The Benford law, also known as the first-digit law or leading-digit phenomenon, is an observation about the frequency distribution of the leading digits in many real-life datasets. The law states that in many naturally occurring collections of numbers, the leading significant digits are not evenly distributed from 1 to 9, but instead follow a predictable logarithmic distribution with 1 as the most common leading digit, then 2, and so on down to 9 as the least common.

Requirements of Benford’s Law

For a dataset to conform to Benford’s Law, it must meet the following requirements:

  • The numbers must span multiple orders of magnitude (from 1 to 100, 1 to 1000, etc.) rather than be restricted to a narrow range.
  • The numbers must represent values that correspond to underlying relationships rather than being assigned arbitrarily.
  • The numbers must reflect some level of randomness rather than being deliberately manipulated to achieve an intended result.

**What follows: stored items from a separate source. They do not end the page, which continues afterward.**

PR #406, opened 2017-02-21
Consolidate usage of `agent.private_()`

DominicKramer:
With this PR, `agent.private_()` is only used directly in `common.js`.  Thus, tests only use functionality provided through `agent.private_()` through functions exposed through `common.js`.

### DIFF
--- a/test/hooks/common.js
+++ b/test/hooks/common.js
@@ -208,6 +208,24 @@ function createChildSpan(agent, cb, duration) {
   };
 }
 
+function createRootSpanData(agent, name, traceId, parentId, skipFrames,
+                            spanKind) {
+  return agent.private_().createRootSpanData(name, traceId, parentId,
+                                             skipFrames, spanKind);
+}
+
+function getTraceWriter(agent) {
+  return agent.private_().traceWriter;
+}
+
+function getConfig(agent) {
+  return agent.private_().config();
+}
+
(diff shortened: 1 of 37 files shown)


test/hooks/common.js
```diff
@@ -21,7 +21,7 @@ if (!process.env.GCLOUD_PROJECT) {
 }
 
 // We want to disable publishing to avoid conflicts with production.
-require('../../src/trace-writer').publish_ = function() {};
+// require('../../src/trace-writer').publish_ = function() {};
```
matthewloring: Why was this commented out?

test/test-trace-header-context.js
```diff
@@ -25,14 +25,14 @@ describe('test-trace-header-context', function() {
...
   var express;
   before(function() {
-    agent = require('..').start({ samplingRate: 0 }).private_();
+    agent = require('..').start({ samplingRate: 0 });
     express = require('./hooks/fixtures/express4');
   });
 
   afterEach(function() {
-    // TODO: Investigate why this is needed
+    // TODO: Investigate why this is needed on Node v0.12
```
matthewloring: Maybe we could expose a `common.resetNamespace` which does a `destroy` -> `create` on the agent namespace to avoid this access to `private_`?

Data that meets these criteria, such as populations of cities, stock prices, lengths of rivers, physical constants and mathematical tables, tend to follow the logarithmic distribution described by Benford’s Law. On the other hand, datasets like phone numbers, lottery numbers and zip codes that are more arbitrarily constructed do not follow the law.

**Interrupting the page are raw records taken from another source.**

PR #410, opened 2017-02-22
Remove old hooks mechanism

matthewloring:


test/test-agent-stopped.js
```diff
@@ -21,9 +21,14 @@ var http = require('http');
 
 describe('test-agent-stopped', function() {
   var agent;
-  before(function() {
+  before(function(done) {
     delete process.env.GCLOUD_PROJECT;
     agent = require('..').start();
+    // Wait 300ms for agent to fail getting remote project id.
+    setTimeout(function() {
+      assert.ok(!agent.isActive());
```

Mathematical Formula of Benford’s Law

The mathematical formula describing the probability of a number having a leading digit of d is:

P(d) = log10(1 + 1/d)

Where d is any digit from 1 to 9. This formula gives the following probabilities for each leading digit:

Leading Digit Probability
1 30.1%
2 17.6%
3 12.5%
4 9.7%
5 7.9%
6 6.7%
7 5.8%
8 5.1%
9 4.6%

As can be seen, the probability of 1 being the leading digit is much higher than the others, and decreases monotonically as the value increases.

History and Origin

The Benford law is named after Frank Benford, a physicist who first proposed it in 1938 based on observations of large datasets of numbers. However, examples conforming to the law had been noticed by mathematicians over 50 years earlier.

In 1881, astronomer Simon Newcomb observed that the earlier pages of books of logarithms were more worn than the later pages. He hypothesized that the leading digits were more likely to be small numbers. In 1938, Frank Benford analyzed over 20,000 numbers from diverse datasets and found Newcomb’s hypothesis to be true, with the distribution of first digits matching the logarithmic scale that became known as Benford’s Law.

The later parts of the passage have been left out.